Ideas de la Vida Futura.
Aunque los inocentes eran tratados bondadosamente por Hel y disfrutaban de un estado
de dicha negativa, no era de extrañar que los habitantes del Norte se encogieran ante la
idea de visitar su lúgubre morada. Y mientras los hombres preferían cortarse con la
punta de la lanza, arrojarse desde un precipicio o quemarse vivos, las mujeres no se
encogían ante medidas igualmente heroicas. En los extremos de su pesar, no dudaban en
arrojarse desde una montaña o en caer sobre las espadas que les eran entregadas el día
de su boda, para que sus cuerpos pudieran ser quemados con aquellos a los que amaban
y sus espíritus liberados para unirse a ellos en la gloriosa morada de los dioses.

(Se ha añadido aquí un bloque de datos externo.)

PR #1163, opened 2016-10-12
Standalone cpreprocessor parser

masatake:
@pragmaware, how do you think about this?

You wan to put more code to lcpp.c.
Before doing much, I think it is better to take efforts for making lcpp.c more extendable.

More of my work about main part if for parser. lcpp.c is not a parser. It is semi-meta-parser.
This commit converts lcpp.c to a parser and meta parser.
That means lcpp.c now gets its own parserDefinition. So we can add more things.

For exapmle per parser options name space `--opt-<LANG>=...` can be attached to lcpp.c.

### DIFF
--- a/main/lcpp.c
+++ b/main/lcpp.c
@@ -84,6 +84,38 @@ typedef struct sCppState {
 	} directive;
 } cppState;
 
+
+typedef enum {
+	CPREPRO_MACRO_KIND_UNDEF_ROLE,
+} cPreProMacroRole;
+
+static roleDesc CPREPROMacroRoles [] = {
+	RoleTemplateUndef,
+};
+
+
+typedef enum {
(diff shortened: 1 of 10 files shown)


masatake:
Currently Options.ignore is in options.c. With parserDefinition, we can move Options.ignore to cpreproc's parserDefinition.

Sorry for short description. I don't have much time now.

main/lcpp.c
```diff
@@ -417,11 +442,17 @@ static void makeIncludeTag (const  char *const name, bool systemHeader)
 	    && isXtagEnabled (XTAG_REFERENCE_TAGS)
 	    && Cpp.headerKind->roles [ role_index ].enabled)
 	{
+		if (Cpp.headerKind == CPreProKinds + CPREPRO_HEADER)
```
masatake: This condtion should be a separated function: CppStandaloneMode.

PR #1169, opened 2016-10-15
Geany sync 2

techee:
These are small things I discovered while working on https://github.com/geany/geany/pull/1263. Nothing terribly interesting except the bugs introduced by me which got fixed: https://github.com/universal-ctags/ctags/commit/42207a4ce6ccbdf91e2472b9d79cf5e1cf7ca6f2 and https://github.com/universal-ctags/ctags/commit/5331fb1b3c76dd6275bdf67c73e44633eb2f14e0 (in the later patch I'm not sure if the copyFile() is needed at all as none of the integration tests has triggered it so maybe the code isn't needed at all).

### DIFF
--- a/main/args.c
+++ b/main/args.c
@@ -120,12 +120,12 @@ static char* nextFileArg (FILE* const fp)
 static char* nextFileLine (FILE* const fp)
 {
 	char* result = NULL;
+	Assert (fp != NULL);
 	if (! feof (fp))
 	{
 		vString* vs = vStringNew ();
 		int c;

Sin embargo, los horrores esperaban a aquellos cuyas vidas habían sido impuras o
delictivas. Estos espíritus eran desterrados a Nastrond, la ribera de los cadáveres, donde
caminaban por fríos ríos de veneno hasta una cueva hecha de serpientes entrelazadas,
cuyas fauces venenosas estaban giradas hacia ellos. Tras sufrir allí incontables agonías,
se les arrojaba a la caldera Hvergelmir, donde la serpiente Nidhug dejaba por un
momento de masticar la raíz del árbol Yggdrasil para alimentarse con sus huesos.
Un palacio que se erige
lejos del Sol
en Nastrond;
sus puertas dan hacia el Norte,
gotas de veneno caen
de sus aberturas;
entretejido está ese palacio
con lomos de serpiente.
Allí vio ella vadear
las lentas corrientes
a los hombres sedientos de sangre
y a los perjuros,
y a aquellos que seducen los oídos
de las esposas de los demás.
Allí absorbe Nidhug
los cadáveres de los muertos.
(Edda de Semund).
Pestilencia y Hambre.
Se suponía que la misma Hel dejaba ocasionalmente su tenebrosa morada para recorrer
la Tierra sobre su caballo blanco de tres patas y en tiempos de pestilencia y hambre, si
parte de los habitantes de un distrito se libraban de ello, se decía que ella había usado un
rastrillo y cuando ciudades y provincias enteras habían sido despobladas, como sucedió
en el histórica epidemia de la Muerte Negra, se decía que ella había cabalgado con una
escoba.
Las razas nórdicas creyeron posteriormente que a veces se permitía a los espíritus de los
muertos volver a la tierra y aparecerse ante sus familiares, cuyo pesar o gozo les
afectaba incluso después de la muerte, como se relata en la balada danesa de Aager y
Else, donde un amante muerto le pide a su amada que sonría, para que su ataúd pueda
ser llenado con rosas en vez de gotas coaguladas de sangre producidas por sus lágrimas.